PR #1009, opened 2024-01-08
Explain how to consume multiple hypervisors

cjeanner:
While there's close to no chance anyone will use this feature with CRC,
it's always good to show it.

  - [X] README in the role

### DIFF
--- a/docs/source/files/bootstrap-hypervisor.yml
+++ b/docs/source/files/bootstrap-hypervisor.yml
@@ -1,0 +1,87 @@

**What you need to do**
Output all records exactly, with nothing added or dropped.

**Exercise solution**
PR #1009, opened 2024-01-08
Explain how to consume multiple hypervisors

cjeanner:
While there's close to no chance anyone will use this feature with CRC,
it's always good to show it.

  - [X] README in the role

### DIFF
--- a/docs/source/files/bootstrap-hypervisor.yml
+++ b/docs/source/files/bootstrap-hypervisor.yml
@@ -1,0 +1,87 @@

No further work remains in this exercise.